More than 200 cities have $1 million starter homes

In more than 200 U.S. cities, the average starter home for sale is worth $1 million or more. The cost of housing has skyrocketed during the pandemic, driven by a housing shortage, increased demand and rising inflation. A new report from Zillow found that in some markets, the average starter home is far more expensive than the average American can afford.

According to Zillow, a starter home is in the bottom third of home values ​​in a given region.

Five years ago, there were only 84 cities where the typical starter home was worth $1 million. Between 2019 and 2024, starter home values ​​rose 54.1%, helping many young Americans delay buying their first home.

Change is coming for potential first-time homeowners: There is an increasing number of homes on the market, giving buyers more time to consider their options. A rising housing inventory can also give buyers more negotiating power.

“The share of inventory that is smaller and more affordable has grown, which is helping to keep the median price low even as prices per square foot continue to rise,” said Danielle Hale, chief economist for Realtor.com. “Some very welcome news for potential buyers.”

The typical starter home is worth $196,611. The real estate agency called this price “Comfortably affordable for a middle-income household.”

California to Texas: Moving from California to Texas can save a million dollars. Many Americans choose to do so.

About half of the cities with $1 million starter homes are in California

Of the 237 cities with $1 million starter homes, half are in California. New York has 31 cities with expensive starter homes, followed by New Jersey (21 cities).

Between 2019 and 2024, the number of California cities with million-dollar starter homes will more than double.

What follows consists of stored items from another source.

PR #2463, opened 2017-07-11
Statistics.util.var: Implement variance

pavlin-policar:
##### Issue
The statistics module did not have an implementation of [`var`](https://docs.scipy.org/doc/numpy/reference/generated/numpy.var.html) to compute the variance.

##### Description of changes
Add implementation of `var` which supports dense and sparse data.

##### Includes
- [X] Code changes
- [X] Tests
- [ ] Documentation

### DIFF
--- a/Orange/statistics/util.py
+++ b/Orange/statistics/util.py
@@ -375,3 +375,13 @@ def digitize(x, bins, right=False):
         r = r.tocsr()
 
     return r
+
+
+def var(x, axis=None):
+    """ Equivalent of np.var that supports sparse and dense matrices. """
+    if not sp.issparse(x):
+        return np.var(x, axis)
+
+    result = x.multiply(x).mean(axis) - np.square(x.mean(axis))
+    result = np.squeeze(np.asarray(result))
+    return result
--- a/Orange/tests/test_statistics.py
+++ b/Orange/tests/test_statistics.py
@@ -1,11 +1,13 @@
 import unittest
 import warnings
+from itertools import chain
+
 import numpy as np
 import scipy as sp
 from scipy.sparse import csr_matrix, issparse
 
 from Orange.statistics.util import bincount, countnans, contingency, stats, \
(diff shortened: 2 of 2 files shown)


Orange/statistics/util.py
```diff
@@ -316,3 +316,16 @@ def unique(x, return_counts=False):
...
+
+def var(x, axis=0):
+    """ Equivalent of np.var that supports sparse and dense matrices. """
+    if not sp.issparse(x):
+        return np.var(x, axis)
+
+    x_sq = x.copy()
+    x_sq.data = x_sq.data ** 2
+
+    result = np.mean(x_sq, axis) - np.square(np.mean(x, axis))
```
nikicc: What about `np.mean(x.multiply(x), axis) - np.square(np.mean(x, axis))`?

pavlin-policar: Much better, thanks!

Orange/tests/test_statistics.py
```diff
@@ -158,3 +158,12 @@ def test_nanmean(self):
             np.testing.assert_array_equal(
                 nanmean(X_sparse),
                 np.nanmean(X))
+
+    def test_var(self):
+        for data in self.data:
+            for axis in range(len(data.shape)):
```
nikicc: Should we add `axis=None` to also test calculating variance on the whole matrix?

Orange/statistics/util.py
```diff
@@ -316,3 +316,13 @@ def unique(x, return_counts=False):
         if explicit_zeros:
             return r
         return np.insert(r, 0, 0)
+
+
+def var(x, axis=0):
```
nikicc: To be consistent with numpy and the methods above, I suggest we set the default value for axis as `None` instead of `0`.

pavlin-policar: Thanks, for some reason I thought the default value for numpy was 0...

pavlin-policar:
Fixed.

pavlin-policar:
Done

PR #265, opened 2026-05-29
fix: URL-encode artifactType in pull_referrers query

### LINKED ISSUE #264: `pull_referrers` filter silently returns empty: `artifactType` query value isn't URL-encoded
### Summary

`Client::pull_referrers(..., Some(artifact_type))` returns an empty index whenever the artifact type contains a `+` (i.e. every IANA `+json` / `+xml` / `+yaml` media type — SBOMs, signatures, attestations, the lot). The value is interpolated into the query string verbatim; standard query-string semantics decode `+` as space, so `application/spdx+json` reaches the registry as `application/spdx json` and matches nothing.

### Source

[`src/client.rs`](https://github.com/oras-project/rust-oci-client/blob/main/src/client.rs) — `Client::to_v2_referrers_url`:

```rust
at = artifact_type
    .map(|at| format!("?artifactType={at}"))
    .unwrap_or_default(),
```

No percent-encoding of the value. Same in 0.14 and 0.17.

### Reproduction (curl only, no Rust required)

Start a fresh OCI 1.1 registry:

```bash
docker run -d --rm -p 5099:5000 ghcr.io/project-zot/zot-linux-amd64:latest
```

Run the script in the appendix below to push a subject manifest with two referrers (SPDX + CycloneDX SBOMs). Then:

```bash
SUBJECT=<digest emitted by the setup script>
BASE=http://localhost:5099/v2/demo/referrers-bug/referrers/$SUBJECT

# 1. Unfiltered — both referrers, artifactType populated
$ curl -s "$BASE"
{"schemaVersion":2,"mediaType":"application/vnd.oci.image.index.v1+json","manifests":[
  {"...","digest":"sha256:a75ef…","artifactType":"application/spdx+json"},
  {"...","digest":"sha256:8efb0…","artifactType":"application/vnd.cyclonedx+json"}
]}

# 2. Filter with raw `+` (what oci-client sends) — EMPTY
$ curl -s "$BASE?artifactType=application/spdx+json"
{"schemaVersion":2,"mediaType":"application/vnd.oci.image.index.v1+json","manifests":[]}

# 3. Same filter with `+` encoded as `%2B` — works
$ curl -s "$BASE?artifactType=application/spdx%2Bjson"
{"schemaVersion":2,"mediaType":"application/vnd.oci.image.index.v1+json","manifests":[
  {"...","digest":"sha256:a75ef…","artifactType":"application/spdx+json"}
]}
```

Verified against zot v2.1.17 (`distSpecVersion: 1.1.1`). Any registry that follows standard `application/x-www-form-urlencoded` query-string decoding has the same behaviour — that's most of them.

### Rust-side reproduction

Same registry, same data:

```rust
let referrers = client
    .pull_referrers(&subject_ref, Some("application/spdx+json"))
    .await?;
assert!(!referrers.manifests.is_empty()); // fails — empty
```

### Why it matters

The `+suffix` convention covers essentially every modern OCI referrer payload type:

- `application/spdx+json`, `application/vnd.cyclonedx+json` — SBOMs
- `application/vnd.dev.cosign.artifact.sig.v1+json` — Cosign signatures
- `application/vnd.in-toto+json` — attestations

So the `?artifactType=` filter is effectively broken for the common case. Today's workaround is either to filter client-side (cheap now that `ImageIndexEntry::artifact_type` is populated as of 0.17) or to bypass the helper and build the URL manually.

### Fix

Percent-encode the value before interpolating. Minimal change in `to_v2_referrers_url`:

Zillow said that markets associated with lower homeownership rates tend to have more expensive starter homes. The same goes for markets with restrictive building codes. Lower inventory is reflected in more expensive housing markets.

California has one of the most expensive housing markets in the US

Last year, the California Community Poll found that 4 in 10 Californians are considering moving to another state, with the majority saying it is too expensive to live there. While the poll found that the majority of Californians like living in the state, the rising cost of living is the top reason people are moving.

About 64% of the Golden State’s counties have a median home value above the national median of $389,800. Four of the five most expensive counties in the U.S. based on median home price were in California.

County-level housing statistics data from the American Community Survey shows how much homes are worth across California.

Cost of living: Nearly half of California residents are considering leaving the state,

Outside of California, Massachusetts ranks in the top five counties with the highest average home prices:

  1. Santa Clara County, California: $1,583,130
  2. San Mateo County, California: $1,573,470
  3. Marin County, California: $1,454,450
  4. San Francisco County, California: $1,332,660
  5. Nantucket County, Massachusetts: $1,313,450

Logan Mohtashami, principal analyst for HousingWire, a trade publication for mortgage, real estate and housing professionals, previously told USA TODAY that California has been ineffective in lowering the cost of living because not enough homes are being built. That means there is more demand for homes than supply.

Mohtashami called the housing market unhealthy. “We still have too many people chasing too few homes,” he said. “California is going to be a tug of war. Can they keep enough people here? Or are more people just going to keep leaving?”